[Records from a data source]
PR #3885, opened 2023-07-10
[BUGFIX] Fix setting objectives on multi-part activities. [MER-2270]

marc-hughes:
Setting objectives on any multi-part activity was broken

To reproduce: 

1. From course project overview, enable the “Likert” activity
2. Go into the basic page page editor and create a Likert activity
3. Add a second “item” (by clicking the second “Add choice” button link, this really should read “Add item”)
4. From the Learning Objectives attachment dialog for that activity, attempt to attach LOs to each of the different parts
5. Refresh and reload the page

You will see that after reloading, both objectives are attached to the first part.

This was caused by logic meant for only saving adaptive lesson activities being applied to saving all activities.

### DIFF
--- a/assets/src/components/resource/objectives/ActivityLOs.tsx
+++ b/assets/src/components/resource/objectives/ActivityLOs.tsx
@@ -45,9 +45,9 @@ const MultiPartSelection = (props: Props & { id: string; index: number }) => {
         {...props}
         selected={props.objectives[props.id] || []}
         objectives={props.allObjectives}
-        onEdit={(objectives) =>
-          props.onEdit({ ...props.objectives, ...{ [props.id]: objectives } })
-        }
+        onEdit={(objectives) => {
+          return props.onEdit({ ...props.objectives, [props.id]: objectives });
+        }}
       />
     </div>
   );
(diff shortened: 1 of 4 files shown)


assets/src/data/persistence/activity.ts
```diff
@@ -246,7 +245,6 @@ export function edit(
       indexBibrefs(update.authoring, citationRefs);
     }
     update.content.bibrefs = citationRefs;
-    update = fixObjectiveParts(update) as ActivityUpdate & { releaseLock: boolean };
```
marc-hughes, line 249: This line was the cause of the bug, it should have been over in adaptive related saving routine instead.

assets/src/components/resource/objectives/ActivityLOs.tsx
```diff
@@ -45,9 +45,9 @@ const MultiPartSelection = (props: Props & { id: string; index: number }) => {
         {...props}
         selected={props.objectives[props.id] || []}
         objectives={props.allObjectives}
-        onEdit={(objectives) =>
-          props.onEdit({ ...props.objectives, ...{ [props.id]: objectives } })
-        }
+        onEdit={(objectives) => {
+          return props.onEdit({ ...props.objectives, [props.id]: objectives });
```
marc-hughes, line 49: Stumbled on this unrelated unnecessary object / destructure while debugging.

darrensiegel (approved):

PR #3889, opened 2023-07-11
[BUG FIX] Fix top level objectives display in dashboard reports [MER-2267]

darrensiegel:
This PR reworks the arrangement of objectives within the rows of the "Learning Objectives" reports in the instructor dashboard.  

Consider an authored project with the following objectives, noting how `Sub2` is a sub objective that appears under both of the top-level objectives:
```
TOP
 --Sub1
 --Sub2
TOP2
 --Sub2
 --Sub3
```

This PR now correctly renders this structure:
Screenshot 2023-07-11 at 9 17 08 AM

Moreover, for the rows where only a top-level objective is shown, the proficiency results are for only when that top-level objective is directly attached to activities.  For the other rows where a sub objective is displayed, the values shown for the "top level" objective are the aggregated results across all sub objectives that appear under that top-level objective.

### DIFF
--- a/lib/oli/delivery/sections.ex
+++ b/lib/oli/delivery/sections.ex
@@ -2649,7 +2649,6 @@ defmodule Oli.Delivery.Sections do
   directly attached to them.
   """
   def get_objectives_and_subobjectives(section_slug, student_id \\ nil) do
-
     calc = fn count, total ->
       case total do
         0 -> nil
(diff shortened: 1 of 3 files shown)


lib/oli/delivery/sections.ex
```diff
@@ -2631,57 +2631,123 @@ defmodule Oli.Delivery.Sections do
...
-          Metrics.proficiency_per_learning_objective(section_slug)
+          Metrics.raw_proficiency_per_learning_objective(section_slug)
 
         student_id ->
-          Metrics.proficiency_for_student_per_learning_objective(section_slug, student_id)
+          Metrics.raw_proficiency_for_student_per_learning_objective(section_slug, student_id)
       end
+      |> Enum.reduce(%{}, fn {lo_id, correct, total}, acc ->
+        Map.put(acc, lo_id, {correct, total})
+      end)
```
nicocirio, line 2670: `Metrics.raw...` could directly return the desired map

nicocirio (approved):
I added a commit to:
* directly get a map from both `Metrics.raw_proficiency...` functions
* remove unused `Metrics.proficiency...` functions
* Adapt the previous test to match the new `raw_proficiency` functions

nicocirio:
I think having different `student proficiency obj` values for the same "TOP" learning objective may be confusing for the user at first glance. Maybe we could add some explanation for that metric in the UI, wdyt? 

The explanation you gave in the PR made me finally understand the idea and get the correct interpretation of the values

```
Moreover, for the rows where only a top-level objective is shown, the proficiency results are for only when that top-level objective is directly attached to activities. For the other rows where a sub objective is displayed, the values shown for the "top level" objective are the aggregated results across all sub objectives that appear under that top-level objective.
```

image

PR #3890, opened 2023-07-11
[BUGFIX]  Image coding on graded page not evaluated [MER-2259]

andersweinstein:
This provides support for image coding on a graded page. The activity's submit button is shown; it must be clicked before page submission to finalize the image coding answer (this kicks off the needed client-side evaluation). Also adjusts conditional rendering of hints, evaluation feedback, and graded points to be appropriate for graded delivery, graded review mode, and practice page contexts, respecting new showFeedback flag. Returning to an evaluated page (as in review mode) also attempts to regenerate output from student code, since this output is not part of persistent activity state. 

There are still issues in graded context: if activity-local Submit is never used before page-wide Submit Answers, question will be marked incorrect even if code is correct and there is no indication this is the reason in the review display. And if code is never edited at all (comparable to leaving text input question blank) before page-wide Submit Answers, code input box will show up as empty on review (which at least indicates what happened). Better treatment probably requires more support from the torus framework for client-evaluated activities on graded pages. But as long as code is finalized by Submit button, image coding questions should behave reasonably.

This PR also explicitly styles the code box with a border which had disappeared at some point for clearer display.

### DIFF
--- a/assets/src/components/activities/image_coding/ImageCodingAuthoring.tsx
+++ b/assets/src/components/activities/image_coding/ImageCodingAuthoring.tsx
@@ -189,9 +189,17 @@ const ImageCoding = (props: AuthoringElementProps<ImageCodingModelSchema>) => {
 
       {!model.isExample && (
         <div>
-          {solutionParameters()}
-
           <TabbedNavigation.Tabs>
+            <TabbedNavigation.Tab label="Answer Key">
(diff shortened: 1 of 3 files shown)


andersweinstein:
This PR requests merge into master. Closed and superceded by new PR into prerelease-v.0.24

PR #3904, opened 2023-07-12
[BUGFIX][MER-2209] Reingest project does not retain objectives hierarchy

simonchoxx:
[MER-2209](https://eliterate.atlassian.net/browse/MER-2209)

This PR fixes the issue that happened when ingest a project and build the objectives hierarchy. 

With this fix, the objectives and their sub-objectives added to the ingested project are rendered correctly as their hierarchy specifies.

- **Ingest Project**

https://github.com/Simon-Initiative/oli-torus/assets/16328384/ed0c0a44-f882-4574-b5c5-bffbdb5f943a

- **V2 Ingest Project**

https://github.com/Simon-Initiative/oli-torus/assets/16328384/5b9b2a0a-90a0-432a-bc79-43bfeeb75c4a

[MER-2209]: https://eliterate.atlassian.net/browse/MER-2209?atlOrigin=eyJpIjoiNWRkNTljNzYxNjVmNDY3MDlhMDU5Y2ZhYzA5YTRkZjUiLCJwIjoiZ2l0aHViLWNvbS1KU1cifQ

### DIFF
--- a/lib/oli/interop/export.ex
+++ b/lib/oli/interop/export.ex
@@ -61,8 +61,8 @@ defmodule Oli.Interop.Export do
         tags: transform_tags(r),
         unresolvedReferences: [],
         content: %{},
-        objectives: [],
-        children: Enum.map(r.children, fn id -> "#{id}" end)
+        objectives: Enum.map(r.children, fn id -> "#{id}" end),
+        children: []
       }
       |> entry("#{r.resource_id}.json")
     end)
--- a/test/oli/interop/digest/22.json
+++ b/test/oli/interop/digest/22.json
@@ -1,11 +1,8 @@
 {
-  "children": [
-    "26",
-    "25"
-  ],
+  "children": [],
   "content": {},
   "id": "22",
-  "objectives": [],
+  "objectives": ["26", "25"],
   "originalFile": "",
   "tags": [],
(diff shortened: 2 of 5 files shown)


augusto1024 (approved):
🚀 🚀 🚀

darrensiegel (changes requested):
So it looks like this PR changes one of the "ingest" processors to read "children" instead of "objectives" so that it matches how the export step works. 

This would unfortunately break Torus course digests that are produced by the course digest tool (https://github.com/Simon-Initiative/course-digest).  That tool populates the `objectives` attribute of a top-level objective with the ids of its sub objectives. 

I think then the change that we need is to change the export.ex so that it outputs sub objectives to "objectives".  This is what that code looks like right now:

```
 |> Enum.map(fn r ->
      %{
        type: "Objective",
        id: Integer.to_string(r.resource_id, 10),
        originalFile: "",
        title: r.title,
        tags: transform_tags(r),
        unresolvedReferences: [],
        content: %{},
        objectives: [],
        children: Enum.map(r.children, fn id -> "#{id}" end)
      }
      |> entry("#{r.resource_id}.json")
    end)
``` 

Then we just need to ensure that both Ingest versions read from "objectives"

darrensiegel (approved):

PR #3905, opened 2023-07-12
[BUG FIX] Contained pages rebuild migration [MER-2305]

darrensiegel:
This PR adds a DB migration to rebuild the contained_pages relation for all course sections. 

I optimized its impl so that it is pulling far smaller payloads with its internal queries.

### DIFF
--- a/priv/repo/migrations/20230712163553_rebuild_contained_pages.exs
+++ b/priv/repo/migrations/20230712163553_rebuild_contained_pages.exs
@@ -1,0 +1,17 @@
+defmodule Oli.Repo.Migrations.RebuildContainedPages do
+  use Ecto.Migration
+  import Ecto.Query, warn: false
+
+  alias Oli.Repo
+
+  def change do
+      from(s in "sections",
+      select: %{id: s.id, slug: s.slug, root_section_resource_id: s.root_section_resource_id}
+    )
+    |> Repo.all()
+    |> Enum.each(fn s ->
+      Oli.Delivery.Sections.rebuild_contained_pages(s)
+    end)
+
+  end
+end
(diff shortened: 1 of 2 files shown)


nicocirio:
I was wondering if we need to run the migration for every section,  or if doing so for those sections that are not present in the conained_pages table is enough

darrensiegel:
> I was wondering if we need to run the migration for every section, or if doing so for those sections that are not present in the conained_pages table is enough

For Argos Prod, this will be every section (since none of the ContainedPage infrastructure exists there, whatsoever), so this would only optimize for some OLI servers, which do not have a lot of sections to begin with.

priv/repo/migrations/20230712163553_rebuild_contained_pages.exs
```diff
@@ -0,0 +1,17 @@
...
+
+  alias Oli.Repo
+
+  def change do
+      from(s in "sections",
+      select: %{id: s.id, slug: s.slug, root_section_resource_id: s.root_section_resource_id}
+    )
+    |> Repo.all()
+    |> Enum.each(fn s ->
+      Oli.Delivery.Sections.rebuild_contained_pages(s)
```
eliknebel, line 13: I wonder if we should copy+paste this `rebuild_contained_pages` implementation directly into this migration so that if we have to ever change this function in the future it doesn't affect this migration?

darrensiegel: I think in this case we will always want this migration to run whatever is the latest `rebuild_contained_pages`, regardless of when the migration is run.

eliknebel (approved):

▸ **Task description**: Quote, word for word, every line from the top of the entries through the line that holds "2. Go into the".

▸ **Answer for this exercise**:
PR #3885, opened 2023-07-10
[BUGFIX] Fix setting objectives on multi-part activities. [MER-2270]

marc-hughes:
Setting objectives on any multi-part activity was broken

To reproduce: 

1. From course project overview, enable the “Likert” activity
2. Go into the basic page page editor and create a Likert activity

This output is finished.